Methods In 20 patients with severe aortic stenosis, LV pressure, with a Millar catheter, and LV dimensions, with echocardiography, were simultaneously obtained. By synchronising LV pressure waveform and LV dimensions, the instantaneous peak LVWS (IP-LVWS) and systolic LV wall time-stress-integral (LV TSI), which is the LVWS integrated during the systolic period and physically implies LV wall impulse per unit area, were obtained. These measurements were obtained at rest, during right atrial pacing at an HR of 10% higher than resting HR, and after esmolol infusion.
Results IP-LVWS cannot be predicted from the peak LV pressure or peak dp/dt. There were no significant differences in peak IP-LVWS at rest, during pacing or after esmolol infusion. However, systolic LV TSI after esmolol infusion was significantly higher compared to that at rest or during pacing. Only LV TSI correlated with LV wall thickness or LV mass at rest (r=0.64, p=0.002 and r=0.54, p=0.014, respectively), while correlations between IP-LVWS and LV wall thickness or LV mass at rest were not statistically significant (r=0.32, p=0.173 and r=0.32, p=0.168, respectively).
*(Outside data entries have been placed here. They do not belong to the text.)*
PR #1011, opened 2017-09-26
Refactor ws kernel picker

lgeiger:
While checking out #908 I did a small refactor of the WS-Kernel-Picker.

Main changes:
- Replace promises with async/await
- Only use one `select-list-view` instance. This removes some annoying UI flickering when using the picker and makes the navigation smoother.

### DIFF
--- a/lib/ws-kernel-picker.js
+++ b/lib/ws-kernel-picker.js
@@ -11,15 +11,12 @@ import WSKernel from "./ws-kernel";
 import store from "./store";
 
 class CustomListView {
-  emptyMessage: string;
-  onConfirmed: (kernelSpecs: Kernelspec) => mixed;
+  onConfirmed: Function = () => {};
   previouslyFocusedElement: ?HTMLElement;
   selectListView: SelectListView;
   panel: ?atom$Panel;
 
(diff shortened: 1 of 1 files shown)


lib/ws-kernel-picker.js
```diff
@@ -201,12 +194,12 @@ export default class WSKernelPicker {
     Session.startNew(sessionInfo.options).then(this.onSessionChosen.bind(this));
```
BenRussert: Not really related to this PR, but what is ` Session.startNew(sessionInfo.options).then(this.onSessionChosen.bind(this));` supposed to do here?

nikitakit: It starts a new session (as opposed to connecting to an existing one). `Session.startNew` returns a promise, and `this.onSessionChosen` accepts a session and uses it to create a WSKernel. `bind` helps set the `this` value correctly.

BenRussert: Oh, ok thanks. So `startNew` returns a `session` and then `onSessionChosen` is called with that session.

lgeiger:
> Nice work, should this be merged before #40 ?

👍 
#1008 Needs a rebase anyway.

PR #330, opened 2017-07-07
Fixing a couple bugs quickly.

weerd:
### What does this PR do?
This PR fixes two quick bugs I ran into. 

First, now that the RB uploader can be added as a step on the action page, the component should not make the background required.

Second, the `addToSubmissionsList` action was renamed, but the `ReportbackUploaderContainer` did not update the references to the new name of `addSubmissionItemToList`.


deadlybutter:
> the component should not make the background required.

Weird, I thought I removed that. Oh, wait no, that was content. 👍 

Ill quick check the codez

PR #331, opened 2017-07-10
Reportback Submission gallery separation from RB Uploader Component

weerd:
### What does this PR do?
This PR continues the process for the updates and refactoring of the RB Uploader. It specifically works on separating out the Reportback Submission Gallery _out_ of the Reportback Uploader component, so they can be placed in different locations if desired.

image

This is what the gallery looks like outside of the RB uploader. Next steps will include creating a `Card` component that combines with the `Block` to give the RB submission items the correct visual appearance, along with also some updates on the Contentful side for how the gallery gets included into the Action Steps.

Tackling the RB Uploader refactor in digestible chunks. 

### Checklist

### DIFF
--- a/resources/assets/components/ActionPage/ActionStepsWrapper.js
+++ b/resources/assets/components/ActionPage/ActionStepsWrapper.js
@@ -8,15 +8,22 @@ import { Flex, FlexCell } from '../Flex';
 import { makeHash } from '../../helpers';
 import CompetitionContainer from '../../containers/CompetitionContainer';
 import { ReportbackUploaderContainer } from '../ReportbackUploader';
+import { SubmissionGalleryContainer } from '../Gallery';
 import { clickedSignUp as clickedSignUpAction } from '../../actions';
 
 const ActionStepsWrapper = (props) => {
-  const { callToAction, campaignId, hasPendingSignup,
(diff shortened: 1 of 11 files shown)


resources/assets/components/ActionPage/ActionStepsWrapper.js
```diff
@@ -56,9 +66,15 @@ const ActionStepsWrapper = (props) => {
         );
 
       case 'photo-uploader':
-        appendUploader = false; // TODO: Remove this flag after content updates post deploy.
+        appendPhotoUploader = false; // TODO: Remove this flag after contentful updates post deploy.
+
         return revealerOrUploader;
 
+      case 'submission-gallery':
+        appendSubmissionGallery = false; // TODO: Remove this flag after contentful updates post deploy.
```
weerd: I'm thinking we can create a new content type on Contentful that is a counterpart to the `CampaignActionStep` called `ComponentActionStep` when it's sole purpose is to declare inserting a particular component within the action steps reference object list.

weerd: Right now, we're repurposing the `CampaignActionStep` content type to do this and it comes with a bunch of baggage for other fields to add content to, which is gross.

PR #333, opened 2017-07-11
Twerking the action steps

weerd:
### What does this PR do?
This PR makes a few updates to allow the use of _both_ `CampaignActionSteps` and `ComponentActionSteps`. The latter are simpler content types for the Action Steps that can be used to easily define a specific component to insert into the flow of the steps. Currently the available component steps to include are the `photo-uploader` and the `submission-gallery`, but we now have a system to easily allow adding more which we will be tackling in the near future when adding instant action steps.

What's nice, is that for more robust steps, like the `default` ones, which include photos, a background image, etc., they can still have variation types within them, such as the `competition` type.

image

When enabling the `ComponentActionStep` it revealed a sort of bug where the campaign would no longer render because we _used_ to depend on each action step having a `photos` property, even if it wasn't used. The new content type doesn't have this field, thus the site would break. The updates to the `app/Entities/Campaign.php` specifically address this new bug and resolve it.

This initially started as part of the work for the RB Uploader refactoring, but ended up also benefitting for upcoming instant actions and so it was approach in a way that could afford adding instant action in the future much simpler 😄 

This also introduces a potential approach to per-campaign feature flags via the `additionalContent` :)

### Checklist

### DIFF
--- a/app/Entities/Campaign.php
+++ b/app/Entities/Campaign.php
@@ -37,13 +37,9 @@ class Campaign extends Entity implements JsonSerializable
      */
     public function parseActionStepPhotos($photos)
     {
-        $output = [];
-
-        foreach ($photos as $photo) {
-            $output[] = get_image_url($photo, 'landscape');
-        }
-
-        return $output;
+        return collect($photos)->map(function ($photo) {
+            return get_image_url($photo, 'landscape');
+        });
     }
 
     /**
@@ -54,25 +50,20 @@ class Campaign extends Entity implements JsonSerializable
      */
     public function parseActionSteps($actionSteps)
     {
-        $output = [];
-
-        foreach ($actionSteps as $step) {
+        return collect($actionSteps)->map(function ($step) {
             $data = [];
 
             $data['title'] = $step->title;
-            $data['displayOptions'] = $step->displayOptions->shift();
+            $data['displayOptions'] = $step->displayOptions->first();
 
             $step->content ? $data['content'] = $step->content : null;
             $step->background ? $data['background'] = get_image_url($step->background, 'landscape') : null;
             $step->photos ? $data['photos'] = $this->parseActionStepPhotos($step->photos) : null;
-            $step->type ? $data['type'] = $step->type->shift() : null;
-            $step->customType ? $data['customType'] = $step->customType->shift() : null; // @TODO deprecate.
+            $step->customType ? $data['customType'] = $step->customType->first() : null;
             $step->additionalContent ? $data['additionalContent'] = $step->additionalContent : null;
 
-            $output[] = $data;
-        }
-
-        return $output;
+            return $data;
+        });
     }
 
     public function jsonSerialize()
--- a/app/Entities/Campaign.php
+++ b/app/Entities/Campaign.php
@@ -29,26 +29,54 @@ class Campaign extends Entity implements JsonSerializable
         return $this->active;
     }
 
-    public function jsonSerialize()
+    /**
+     * Parse and extract photo data for action steps.
+     *
+     * @param  array $photos
+     * @return array
+     */
+    public function parseActionStepPhotos($photos)
     {
-        $actionSteps = [];
-        foreach ($this->actionSteps as $step) {
-            $photos = [];
-            foreach ($step->photos as $photo) {
-                $photos[] = get_image_url($photo, 'landscape');
-            }
+        $output = [];
 
-            $actionSteps[] = [
-                'title' => $step->title,
-                'content' => $step->content,
-                'displayOptions' => $step->displayOptions,
-                'background' => get_image_url($step->background, 'landscape'),
-                'photos' => $photos,
-                'customType' => $step->customType,
-                'additionalContent' => $step->additionalContent,
-            ];
+        foreach ($photos as $photo) {
+            $output[] = get_image_url($photo, 'landscape');
         }
 
+        return $output;
+    }
+
+    /**
+     * Parse and extract data for action steps.
+     *
+     * @param  array $actionSteps
+     * @return array
+     */
+    public function parseActionSteps($actionSteps)
+    {
+        $output = [];
+
+        foreach ($actionSteps as $step) {
+            $data = [];
+
+            $data['title'] = $step->title;
+            $data['displayOptions'] = $step->displayOptions->shift();
+
+            $step->content ? $data['content'] = $step->content : null;
+            $step->background ? $data['background'] = get_image_url($step->background, 'landscape') : null;
+            $step->photos ? $data['photos'] = $this->parseActionStepPhotos($step->photos) : null;
+            $step->type ? $data['type'] = $step->type->shift() : null;
+            $step->customType ? $data['customType'] = $step->customType->shift() : null; // @TODO deprecate.
+            $step->additionalContent ? $data['additionalContent'] = $step->additionalContent : null;
+
+            $output[] = $data;
+        }
+
+        return $output;
+    }
+
+    public function jsonSerialize()
+    {
         return [
             'id' => $this->entry->getId(),
             'legacyCampaignId' => $this->legacyCampaignId,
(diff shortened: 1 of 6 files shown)


app/Entities/Campaign.php
```diff
@@ -29,26 +29,54 @@ public function isActive()
...
-                'photos' => $photos,
-                'customType' => $step->customType,
-                'additionalContent' => $step->additionalContent,
-            ];
+            $step->content ? $data['content'] = $step->content : null;
+            $step->background ? $data['background'] = get_image_url($step->background, 'landscape') : null;
+            $step->photos ? $data['photos'] = $this->parseActionStepPhotos($step->photos) : null;
+            $step->type ? $data['type'] = $step->type->shift() : null;
+            $step->customType ? $data['customType'] = $step->customType->shift() : null; // @TODO deprecate.
+            $step->additionalContent ? $data['additionalContent'] = $step->additionalContent : null;
```
weerd: While the above approach looks maybe a little weird, it works great! I preferred it over a bunch of `if () { ... }` statements. Lemme know if you know of a better way 😬

app/Entities/Campaign.php
```diff
@@ -29,26 +29,54 @@ public function isActive()
...
-    public function jsonSerialize()
+    /**
+     * Parse and extract photo data for action steps.
+     *
+     * @param  array $photos
+     * @return array
+     */
+    public function parseActionStepPhotos($photos)
+    {
+        $output = [];
```
DFurnes: Totes subjective, but this would be a nice opportunity to map over the array:

```php
    public function parseActionStepPhotos($photos)
    {
        return collect($photos)->map(function ($photo) {
            return get_image_url($photo, 'landscape');
        });
    }
```

app/Entities/Campaign.php
```diff
@@ -29,26 +29,54 @@ public function isActive()
...
     {
-        $actionSteps = [];
-        foreach ($this->actionSteps as $step) {
-            $photos = [];
-            foreach ($step->photos as $photo) {
-                $photos[] = get_image_url($photo, 'landscape');
-            }
+        $output = [];
+
+        foreach ($actionSteps as $step) {
```
DFurnes: Same here, if you think it aids readability.

app/Entities/Campaign.php
```diff
@@ -29,26 +29,54 @@ public function isActive()
...
+            $data = [];
+
+            $data['title'] = $step->title;
+            $data['displayOptions'] = $step->displayOptions->shift();
```
DFurnes: Would `->first()` be more readable here since we don't need to mutate the original array?

app/Entities/Campaign.php
```diff
@@ -29,26 +29,54 @@ public function isActive()
...
-                'displayOptions' => $step->displayOptions,
-                'background' => get_image_url($step->background, 'landscape'),
-                'photos' => $photos,
-                'customType' => $step->customType,
-                'additionalContent' => $step->additionalContent,
-            ];
+            $step->content ? $data['content'] = $step->content : null;
+            $step->background ? $data['background'] = get_image_url($step->background, 'landscape') : null;
+            $step->photos ? $data['photos'] = $this->parseActionStepPhotos($step->photos) : null;
+            $step->type ? $data['type'] = $step->type->shift() : null;
```
DFurnes: Same here?

app/Entities/Campaign.php
```diff
@@ -29,26 +29,54 @@ public function isActive()
...
+            $step->customType ? $data['customType'] = $step->customType->shift() : null; // @TODO deprecate.
```
DFurnes: I think I'm still confused why this is being removed, can we talk it over again IRL?

app/Entities/Campaign.php
deadlybutter: I totally forgot PHP had mapping like this 💡

app/Entities/Campaign.php
DFurnes: Oh woah, I don't think I read this correctly at first. Is there a reason we can't pull the variable it's being assigned to outside of the ternary?

weerd: Well, part of the idea is not assigning anything if there's nothing in the property. If I pull it out then the variable would always exist and we'd have a `$data['photos']` set to `null` on an action step that would never have photos since the field doesn't exist on the `ComponentActionStep`. It's partly why I made the initial comment... ;)

deadlybutter: Not sure I follow, do you mean to put something like this?

```
$additionalContent = $step->additionalContent;
if ($additionalContent) {
   $data['additionalContent'] = $additionalContent;
}
```

app/Entities/Campaign.php
weerd: Yeah, I suspected that at initially and had intended to use `->first()` but when checking the [documentation](https://laravel.com/docs/5.4/collections#method-first) I realized that it doesn't do exactly what you would suspect it does...

app/Entities/Campaign.php
weerd: Oh I'm favoring just `type` over `customType`. Just a preferred naming thing. In my opinion, custom type might confuse a bit, whereas type can apply and be interpreted within the context of the action step it is used in. I've updated the Contenful models to have `type` available in both `CampaignActionStep` and `ComponentActionStep`.

app/Entities/Campaign.php
weerd: Defs. I forget to use `.map()` more 😬  It's so useful! I will update 💃

app/Entities/Campaign.php
deadlybutter: Yeah the customType was a naming thing I invented because in the Old World ™️ you were hacking the Action Step to be something else

app/Entities/Campaign.php
DFurnes: I think I'm missing something, is the second example not what we're going for?

weerd: ha! I didn't read far enough in the doc... 🤦‍♂️

weerd:
@DFurnes @deadlybutter  made the updates to the `app/Entities/Campaign.php` to be a bit cleaner/clearer, as well as popping out the `ActionStepsWrapper` redux connect stuff into a dedicated container.

resources/assets/components/ActionPage/ActionStepsWrapper.js
```diff
@@ -111,19 +111,21 @@ ActionStepsWrapper.defaultProps = {
...
 };
 
-ActionStepsWrapper.mapStateToProps = state => ({
-  campaignId: state.campaign.legacyCampaignId,
-  callToAction: state.campaign.callToAction,
-  hasPendingSignup: state.signups.isPending,
-  isSignedUp: state.signups.thisCampaign,
-  isAuthenticated: state.user.id !== null,
-});
+// ActionStepsWrapper.mapStateToProps = state => ({
```
deadlybutter: @weerd Did you intend to leave this commented?

weerd: Doh! nope 😬

resources/assets/components/ActionPage/ActionStepsWrapper.js
```diff
@@ -1,6 +1,7 @@
 import React from 'react';
-import { connect } from 'react-redux';
+// import { connect } from 'react-redux';
```
DFurnes: 👾

resources/assets/components/ActionPage/ActionStepsWrapper.js
```diff
@@ -9,7 +10,7 @@ import { makeHash } from '../../helpers';
 import CompetitionContainer from '../../containers/CompetitionContainer';
 import { ReportbackUploaderContainer } from '../ReportbackUploader';
 import { SubmissionGalleryContainer } from '../Gallery';
-import { clickedSignUp as clickedSignUpAction } from '../../actions';
+// import { clickedSignUp as clickedSignUpAction } from '../../actions';
```
DFurnes: 👾

resources/assets/components/ActionPage/ActionStepsWrapperContainer.js
```diff
@@ -0,0 +1,27 @@
+import { connect } from 'react-redux';
+import { get } from 'lodash';
+import ActionStepsWrapper from './ActionStepsWrapper';
+import { clickedSignUp as clickedSignUpAction } from '../../actions';
```
DFurnes: Any particular reason to rename this?

weerd: I kept this as it was in the `ActionStepsWrapper` originally, but doesn't need to be. Changing it up!

PR #336, opened 2017-07-13
Action image

deadlybutter:
### What does this PR do?
This pr fixes the images that display on the action page to be more responsive/square and cleans up some other layout bugs 

**Column 1/3** 
screen shot 2017-07-13 at 11 31 40 am

**Row full**
screen shot 2017-07-13 at 11 32 01 am

**Mobile (full width, column)**
screen shot 2017-07-13 at 11 31 50 am

I left a few comments on some of the specific css additions but otherwise fairly straight forward


weerd:
Just a thought that square crop on mobile could be a little large. Maybe we do two columns on mobile? Thoughts? cc: @lkpttn

resources/assets/components/ActionPage/ActionStep.js
```diff
@@ -7,9 +7,11 @@ import Markdown from '../Markdown';
...
 
 const renderPhoto = (photo, index) => (
-  <div className="action-step__photo" key={index}>
-    <img src={photo} alt="action step example" />
-  </div>
+  <div
+    className="action-step__photo"
+    key={index}
+    style={{ backgroundImage: `url(${photo})` }}
+  />
```
weerd: Oh, so wait, the only solution for this is to not include the images as content but as background images on a div? :diegosadface:

deadlybutter:
@weerd Agreed that could look better, I'll play around with it & talk to Luke more!

resources/assets/components/ActionPage/ActionStep.js
deadlybutter: Going this route has made it way easier to do the responsive scaling

deadlybutter:
@weerd Opened the page on my phone to see how it would actually look, the browser is a bit deceiving! It's pretty great on mobile, waiting on Luke to check it out as well

resources/assets/components/ActionPage/ActionStep.js
weerd: Hmmm, it's not ideal. We'd want these to be inserted as content images and not empty div containers. Mind elaborating on how this solved responsive issues that having it be an inserted `` that scales couldn't address?

deadlybutter: The image tag can't have child elements so the `:after` trick won't work on it. And because I'm trying to let the width of the image be fluid rather than fixed, it's necessary to use this trick to ensure the height matches.

DFurnes: Yeah, I'd love to just keep this as a standard image tag if possible.

lkpttn:
I approve

resources/assets/components/ActionPage/ActionStep.js
deadlybutter: @weerd explanation attempt number 2! 😬 

the action step photos do not have a fixed width, the width will resize until it's at either the mobile breakpoint or the feed width. since we wanted these images to be square, I can't just apply a height to them, since it will lose aspect ratio when the width changes. 

to solve this, I used the `:after { padding-bottom: 100%` [trick](https://github.com/DoSomething/phoenix-next/pull/336/files#diff-48d5724756ccb0982c40c36b24d6883bR81), which ensures the div is always a square, regardless of width. (Longer blog post [here](https://spin.atomicobject.com/2015/07/14/css-responsive-square/) is where I found it)

this would not work on an image element because image elements can't have a child tag like `:after`. so i created the div with a background as a simple alternative. 

lmk if that makes more sense!

weerd: Based on that post, couldn't you do the `` wrapped in a `<div>` tag which would have the `:after` hack or whatever?

deadlybutter: 🤔 I can give it a try!

weerd: @joe follow the example at the very end in the "Adding Content" section :)

resources/assets/components/ActionPage/ActionStep.js
```diff
@@ -8,7 +8,7 @@ import { Flex, FlexCell } from '../Flex';
 
 const renderPhoto = (photo, index) => (
   <div className="action-step__photo" key={index}>
-    <img src={photo} alt="action step example" />
+    <img src={photo} />
```
weerd: can we toss in an `alt` from the image object if it has one otherwise default to something like `action step photo` or whatever so ESLint is happier? :)

resources/assets/components/ActionPage/actionPage.scss
```diff
@@ -64,18 +64,34 @@
...
+    width: 100%;
 
     .action-step__photo {
-      padding: $base-spacing / 2;
-      // TODO: We'll want to make these square at some point, and get a proper overflow for the action step photos.
+      margin-bottom: $base-spacing;
+      width: 100%;
+      height: 100%;
+      background-position: center center;
+      background-size: 100% 100%;
```
weerd: Can probs remove all this background image stuff right?

deadlybutter: Oh yep, that ain't needed anymore

resources/assets/components/ActionPage/ActionStep.js
```diff
@@ -8,7 +8,7 @@ import { Flex, FlexCell } from '../Flex';
 
 const renderPhoto = (photo, index) => (
   <div className="action-step__photo" key={index}>
-    <img src={photo} alt="action step example" />
+    <img alt="Action step" src={photo} />
```
weerd: Maybe add a comment here to eventually pass along the image's description (which can be entered in Contentful as part of the default fields on images). So that there's a legit `alt` value instead of the same thing for each one. It can default to `Action step` but would be nice to include actual description if it's available ;)

resources/assets/components/ActionPage/actionPage.scss
```diff
@@ -64,18 +64,32 @@
 
   .action-step__photos {
     display: flex;
```
weerd: @deadlybutter Just a future reference side note; part of the complications you might have been seeing with the layout could have been due to the use of flexbox here. I _think_ this would have worked fine and be a bit simpler if we had originally just used simple two div floats (one for markdown content and the other for photos); floated when on desktop and not floated on moblile.

PR #337, opened 2017-07-13
Action page bug fix

weerd:
### What does this PR do?
This PR fixes a bug I accidentally introduced in prior Action Page updates. Since now we return a string instead of an array of one item for the `customType` property in an action step, we needed to update how we check against it when deciding whether or not to remove customTypes for unaffiliated users.

It also reintroduces the Revealer in a nicer fashion and separates the dependency between it and the RB Photo Uploader 🎉 

### DIFF
--- a/resources/assets/components/ActionPage/ActionStepsWrapper.js
+++ b/resources/assets/components/ActionPage/ActionStepsWrapper.js
@@ -37,9 +37,6 @@ const ActionStepsWrapper = (props) => {
     />
   );
 
-  const renderPhotoUploader = isSignedUp ? photoUploader : null;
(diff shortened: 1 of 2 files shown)


resources/assets/components/ActionPage/ActionStepsWrapper.js
```diff
@@ -37,7 +37,7 @@ const ActionStepsWrapper = (props) => {
     />
   );
 
-  const renderPhotoUploader = isSignedUp ? photoUploader : actionRevealer;
+  const renderPhotoUploader = isSignedUp ? photoUploader : null;
```
DFurnes: WAIT I DO HAVE AN OPINION™: can we name this as a noun `photoUploader` rather than a verb?

Issue #341, opened 2017-07-14
[Feature] Refactor & Implement Redesign of RB Photo Upload Experience


weerd:
_FEATURE OVERVIEW_
-------------------
#### User Story
As a developer, I want to do some cleanup on the RB uploader and make some enhancements too!

#### Additional Information (optional)
Refs https://trello.com/c/CifTBgbt/682-8-as-a-developer-i-want-to-do-some-cleanup-on-the-rb-uploader-and-make-some-enhancements-too

#### Tasks
This feature includes the following tasks:
- [x] Update the directory structure for the RB Photo Uploader to help facilitate upcoming refactors and start using current structure [#325](https://github.com/DoSomething/phoenix-next/pull/325)
- [x] Separate the User's RB Submission Gallery component from the RB Photo Uploader component to allow them to be included independently [#331](https://github.com/DoSomething/phoenix-next/pull/331)
- [x] Update the action steps to allow adding RB Photo Uploader and Submission Gallery as independent, sortable items in the list of Action Steps [#333](https://github.com/DoSomething/phoenix-next/pull/333), [#337](https://github.com/DoSomething/phoenix-next/pull/337)
- [ ] Create new `Card` component to style the unstyled RBs in the Submission Gallery.
- [ ] Update the dispatch methods and aim to pull logic out and into middleware.
- [ ] Update the RB Photo Uploader to showcase the User's submitted photo based on new designs.
- ...

itsjoekent:
@weerd I think you did the last two items in this issue right? safe to close?

weerd:
Nope.

weerd:
Coming back to that sooooon.

PR #343, opened 2017-07-18
Fixing submission messaging styles and cleaning out feature flag.

weerd:
### What does this PR do?
This PR adds a quick fix to some (mysteriously) overridden styles for the messaging on successful submission of a Reportback photo in the Photo Uploader component.

It also cleans up and removes the temporary feature flag for the `useComponentActions` which is now officially on the Production environment!

🔮 

Refs #341 
Pivotal https://www.pivotaltracker.com/story/show/149099235

### DIFF
--- a/resources/assets/components/FormMessage/form-message.scss
+++ b/resources/assets/components/FormMessage/form-message.scss
@@ -6,7 +6,7 @@
   &.-error {
     color: red;
 
-    & h3 {
+    h3, p {
       color: red;
     }
   }
@@ -14,7 +14,7 @@
   &.-success {
     color: green;
 
-    & h3 {
+    h3, p {
       color: green;
     }
   }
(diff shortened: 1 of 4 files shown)


resources/assets/components/FormMessage/form-message.scss
```diff
@@ -6,15 +6,15 @@
...
     color: red;
 
-    & h3 {
+    h3, p {
       color: red;
     }
   }
 
   &.-success {
     color: green;
```
deadlybutter: Actually, do we need both here? (Color at the class level and the element level)

weerd: Yeah. The element level was needed because of the setting [here](https://github.com/DoSomething/phoenix-next/pull/223/files#diff-96426e7dde62551c26e4b19018087095R9) and at the class level because on validation error we show a list of items to fix, all of which are in red. So the specific tags override the base settings and the class level just colors in any other tags in there.

deadlybutter: okie 🌮

PR #345, opened 2017-07-31
Adding sanctioned entities

weerd:
### What does this PR do?
This PR updates the entities in the system to add a few more `CampaignUpdate`, `Staff` and `CustomBlock` which all handle transforming the Contentful data to make it more usable. Defining the `CampaignUpdate` and `Staff` entities also signifies that we are trying to formalize their data structure both in the application and as formal content types on the Contentful side.

This also helps update entities so they follow a similar structure in the data they transform. It follows this pattern:

```javascript
{
  id: string
  type: string
  fields: {}
}
```

These updates aim to improve how we approach transforming data from Contentful but it's also specifically related to the update to add a `CampaignUpdate` component specifically for the new `campaignUpdate` content type on Contentful.

Refs # https://www.pivotaltracker.com/story/show/148973337

### Checklist

### DIFF
--- a/app/Repositories/CampaignRepository.php
+++ b/app/Repositories/CampaignRepository.php
@@ -48,6 +48,7 @@ class CampaignRepository
         $query = (new Query)
             ->setContentType('campaign')
             ->where('fields.slug', $slug)
+            ->setInclude(3)
             ->setLimit(1);
 
         $campaigns = $this->makeRequest($query);
--- a/resources/assets/components/CampaignUpdate/CampaignUpdate.js
+++ b/resources/assets/components/CampaignUpdate/CampaignUpdate.js
@@ -1,0 +1,7 @@
+// import React from 'react';
+// import Card from '../Card';
+// import Markdown from '../Markdown';
+
+const CampaignUpdate = () => (null);
+
+export default CampaignUpdate;
--- a/app/Entities/Campaign.php
+++ b/app/Entities/Campaign.php
@@ -43,6 +43,28 @@ class Campaign extends Entity implements JsonSerializable
     }
 
     /**
+     * Parse and extract activity feed item data based on content type.
+     *
+     * @param  array $activityItems
+     * @return array
+     */
+    public function parseActivityFeed($activityItems)
+    {
+        return collect($activityItems)->map(function ($item) {
+            switch ($item->getContentType()) {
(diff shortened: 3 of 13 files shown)


resources/assets/components/CampaignUpdate/CampaignUpdate.js
```diff
@@ -0,0 +1,7 @@
+// import React from 'react';
+// import Card from '../Card';
+// import Markdown from '../Markdown';
+
+const CampaignUpdate = () => (null);
+
+export default CampaignUpdate;
```
weerd: Shell component for now. I have it more fleshed out in upcoming PR!

weerd:
Sorry for the double-digit number of file changes, but a few of them are just updating `block.fields.type` to `block.type`. If you'd like you can go [commit by commit](https://github.com/DoSomething/phoenix-next/pull/345/commits)!

app/Repositories/CampaignRepository.php
```diff
@@ -48,6 +48,7 @@ public function findBySlug($slug)
         $query = (new Query)
             ->setContentType('campaign')
             ->where('fields.slug', $slug)
+            ->setInclude(3)
```
deadlybutter: Whats this?

resources/assets/components/CampaignUpdate/CampaignUpdate.js
deadlybutter: I was getting confused where the old one went, but I noticed the name went from underscore to camel case. I guess its not a huge deal but might be good to leave a note

app/Repositories/CampaignRepository.php
weerd: This helps so that when we grab data from Contentful, it includes a certain number of nested data retrievals, so we don't have to do it ourselves later with another API call. So in the `CampaignUpdate` where we now have  the `author` property, which uses the new `Staff` content type, instead of it giving us meta data about the content type so we can go and do another call to retrieve it, the initial query will grab it for us. It's ideal not to get too crazy with the amount of includes retrieved, but `3` seemed to get me all the data I needed for now :)

deadlybutter: Yeah I feel like it could get a bit crazy if we went beyond this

Conclusions As IP-LVWS cannot be predicted from the peak LV pressure or peak dp/dt, one should be cautious in interpreting the data regarding peak LV pressure as the parameter representing LV afterload. Based on the current results, the systolic LV TSI might be more important than IP-LVWS in LV hypertrophy. In addition, as LV TSI is affected by the systolic duration, factors prolonging systolic duration might exert adverse effects on LV hypertrophy.